## DATA TO USE
PR #21238, opened 2024-10-06
🌐 RTL support for Portal

cathysarisky:
A draft of RTL support for Portal.


apps/portal/src/components/Frame.styles.js
```diff
@@ -748,16 +779,16 @@ const FrameStyles = `
...
-.mr3 { margin-right: 12px; }
-.mr4 { margin-right: 16px; }
-.mr5 { margin-right: 20px; }
-.mr6 { margin-right: 24px; }
-.mr7 { margin-right: 28px; }
-.mr8 { margin-right: 32px; }
-.mr9 { margin-right: 36px; }
-.mr10 { margin-right: 40px; }
+.mr1 { margin-inline-end: 4px; }
+.mr2 { margin-inline-endt: 8px; }
```
sagzy, line 783: Typo: `margin-inline-endt:` (extra `t`)

sagzy (commented):
Hey @cathysarisky, really cool! Left two comments

apps/portal/src/components/Frame.styles.js
cathysarisky: embarrassing! Thank you!

apps/portal/src/components/Frame.styles.js
```diff
@@ -183,7 +183,7 @@ const FrameStyles = `
 .gh-portal-btn-logout {
     position: absolute;
     top: 22px;
-    left: 24px;
+    right: 24px;
```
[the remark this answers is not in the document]
cathysarisky: agreed, that's an error.  (Although I don't actually see an impact of that change, it might be important at some screen size.)  Fixing...

sagzy (approved):
LGTM 👍 

Pending design review from @peterzimon

dvdwinden (changes requested):
Hi @cathysarisky, 

Thank you for submitting your PR! Much appreciated.

I reviewed it from a design point-of-view, and the CSS looks great. I did find two small issues when testing it.

First: when going to **Email Preferences**, the question mark for _Not receiving emails?_ sits in the wrong place. I believe this is a common issue when implementing RTL support, and I wonder if there's anything we can do to mitigate it?

image


Second: in the main **Account** modal, below the headline, there's a sentence about your current membership. On the second line of that sentence, the period is in the wrong place — similar to the question mark mentioned above. 

image

Could you have a look at these?

cathysarisky:
Thanks @dvdwinden for the review!  I think the period and question mark's positions not actually a problem.  They are in the "right place" -- it's just that your text isn't RTL (because it is English), so it looks weird.  

I'm not sure which language you have set.  (Maybe you forgot to turn on the portal translations in settings > labs?)  If you switch to Arabic, you should see the 'Not receiving emails?' rendered as: 
"Not receiving emails?": "لم تستلم رسالة بريدية؟",
Happily, the punctuation is wrapped in the string, so we get the backward question mark in the right place without portal doing extra work.
image

I switched over to Urdu for the other string, since translations are more complete there:
image

dvdwinden (approved):
@cathysarisky Excellent, thank you for clarifying — this looks great!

## TASK STATEMENT
Take every line above that includes "place" and list it.

## WRITTEN ANSWER
First: when going to **Email Preferences**, the question mark for _Not receiving emails?_ sits in the wrong place. I believe this is a common issue when implementing RTL support, and I wonder if there's anything we can do to mitigate it?
Second: in the main **Account** modal, below the headline, there's a sentence about your current membership. On the second line of that sentence, the period is in the wrong place — similar to the question mark mentioned above. 
Thanks @dvdwinden for the review!  I think the period and question mark's positions not actually a problem.  They are in the "right place" -- it's just that your text isn't RTL (because it is English), so it looks weird.  
Happily, the punctuation is wrapped in the string, so we get the backward question mark in the right place without portal doing extra work.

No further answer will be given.